About half a dozen other food rights activists have unfriended me on Facebook over the last few months when I took issue with some of their conspiracy theories.  For example, QAnon people made a big stink several weeks back about a French movie, “Cuties.” They wanted Netflix to ban it because they argued it was “soft-core pedophilia.” When I argued on one food rights activist’s Facebook page that “Cuties” appeared from its trailer to be a creative look at how a bunch of poor 11-year-old girls strive to become popular, she unfriended me for endorsing pedophilia. (I don’t want to name her or others who have unfriended me, because they haven’t publicly declared their commitment to Qanon like Ann Marie has. Suffice it to say that selecting pedophilia as your main cause sets up a dynamic where anyone who takes issue with you on anything must favor pedophilia; who wants to argue with that?)

The whole subject of denial and cults is, of course, tied up in the unsettled political and social scenes playing out in American life. But I find it curious that people who were once outspoken about food rights and are outraged by Facebook and Twitter crackdowns on misinformation are increasingly subsumed by the expanding conspiracy theories put forth by cults like Qanon and endorse banning a not-especially-noteworthy movie).
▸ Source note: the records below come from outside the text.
PR #1000, opened 2017-08-23
Fix mock-server to work with signed actions.

Osmose:
Since actions are signed now, we can't modify the URLs in the actions since
that would invalidate the signature. Instead, we switch to using the Django
test client for making API responses, which allows us to temporarily modify the
CDN_URL setting to the URL prefix we need for a testcase.

This is urgent as it is blocking QA from finishing.

### DIFF
--- a/mock-recipe-server/conftest.py
+++ b/mock-recipe-server/conftest.py
@@ -12,4 +12,4 @@ def root_path(request):
     build_dir = request.config.getoption('--mock-server-dir')
     if not build_dir:
         pytest.fail('--mock-server-dir was not provided, but is required for this test')
-    return APIPath(build_dir, 'http://example.com/')
+    return APIPath(build_dir)
--- a/mock-recipe-server/docker-compose.yml
+++ b/mock-recipe-server/docker-compose.yml
@@ -8,7 +8,6 @@ services:
     links:
       - database
       - autograph
-      - proxy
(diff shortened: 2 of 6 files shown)


mythmon:
```
___________________________ test_testcase_difference ___________________________

root_path = <utils.APIPath object at 0x7f0f8b6fb518>

    def test_testcase_difference(root_path):
        """Ensure that different testcases output different data."""
        recipes = set()
    
        testcase_paths = (
            APIPath(path, 'http://example.com')
            for path in root_path.path.iterdir() if path.is_dir()
        )
        for testcase_path in testcase_paths:
>           recipe_path = testcase_path.add('api', 'v1', 'recipe')

/mock-recipe-server/test_mock_server.py:16: 
_ _ _ _ _ _ _ _ _ _ _ _ _ _ _ _ _ _ _ _ _ _ _ _ _ _ _ _ _ _ _ _ _ _ _ _ _ _ _ _ 

self = <utils.APIPath object at 0x7f0f88dc8b38>, paths = ('api', 'v1', 'recipe')

    def add(self, *paths):
        """Add segments to the current URL."""
>       return APIPath(self.base_path, self.segments + list(paths))
E       TypeError: must be str, not list

/mock-recipe-server/utils.py:33: TypeError
```

Osmose:
Updated!

PR #1001, opened 2017-08-23
recipe-server: Do some light checks of uploaded study XPIs.

mythmon:
This checks that uploaded XPIs:

* are zip-type files
* appear to be signed (but does not check the signatures)
* if they are web extensions
  * their manifest is JSON
  * they have a webextension ID


recipe-server/normandy/studies/api/v2/fields.py
```diff
@@ -0,0 +1,54 @@
...
+
+        if self._is_webext(xpi_zip):
+            self._has_webext_id(xpi_zip)
+        self._is_signed(xpi_zip)
+
+        return super().to_internal_value(data)
+
+    def _is_webext(self, xpi_zip):
+        files = xpi_zip.namelist()
+        if 'manifest.json' not in files or 'bootstrap.json' in files:
```
Osmose: Did you mean `bootstrap.js`?

recipe-server/normandy/studies/tests/api/v2/test_api.py
```diff
@@ -51,3 +53,50 @@ def test_detail_sets_no_cookies(self, api_client):
...
+    def _upload_extension(self, api_client, path):
+        with open(path, 'rb') as f:
+            res = api_client.post('/api/v2/extension/', {
+                'name': 'test extension',
+                'xpi': f,
+            }, format='multipart')
+        return res
+
+    def test_upload_works_webext(self, api_client):
+        path = './normandy/studies/tests/data/webext-signed.xpi'
```
Osmose: An absolute file path (maybe using `settings.BASE_DIR`) might be a bit more reliable than a relative one.

recipe-server/normandy/studies/api/v2/fields.py
mythmon: Oops, `bootstrap.js` would be more correct. However, I think this whole check is misguided. I don't have any real reason why a file would have both `manifest.json` and `bootstrap.js` so I'm just going to take this out.

Osmose:
TC failure looks unrelated and weird. It actually looks similar to a failure I got on Linux ASAN after merging a fix that hasn't yet made it to this repo. 

You're not touching the add-on at all so I'm fine merging with this.

mythmon:
Test failure is #1015. I'll rebase on master once that is fixed.

PR #1002, opened 2017-08-23
Fix bug 1393257: Stop in-progress studies when opt-out pref changes.

Osmose:
It looks like the `subject` of the notification is being wrapped in some way I'm not familiar with, so I used the data field (which must be a string) instead to transfer the recipe ID for the study. Not entirely pleased with it but it does the trick.

### DIFF
--- a/recipe-client-addon/lib/AddonStudies.jsm
+++ b/recipe-client-addon/lib/AddonStudies.jsm
@@ -97,7 +97,7 @@ async function markAsEnded(db, study) {
   study.active = false;
   study.studyEndDate = new Date();
   await getStore(db).put(study);
-  Services.obs.notifyObservers(study, STUDY_ENDED_TOPIC);
+  Services.obs.notifyObservers(study, STUDY_ENDED_TOPIC, `${study.recipeId}`);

More fundamentally, I suspect the growing attraction of denial and cults has to do with the emotional difficulty increasing numbers of people are having accepting the reality of change—ever-faster technological change, social change, scientific change, political change. So people escape these realities by embracing delusions like those offered by QAnon, which at their most basic amount to a desire for a super (cult) leader to tell them what to do. In political terms, it’s the lure of fascism.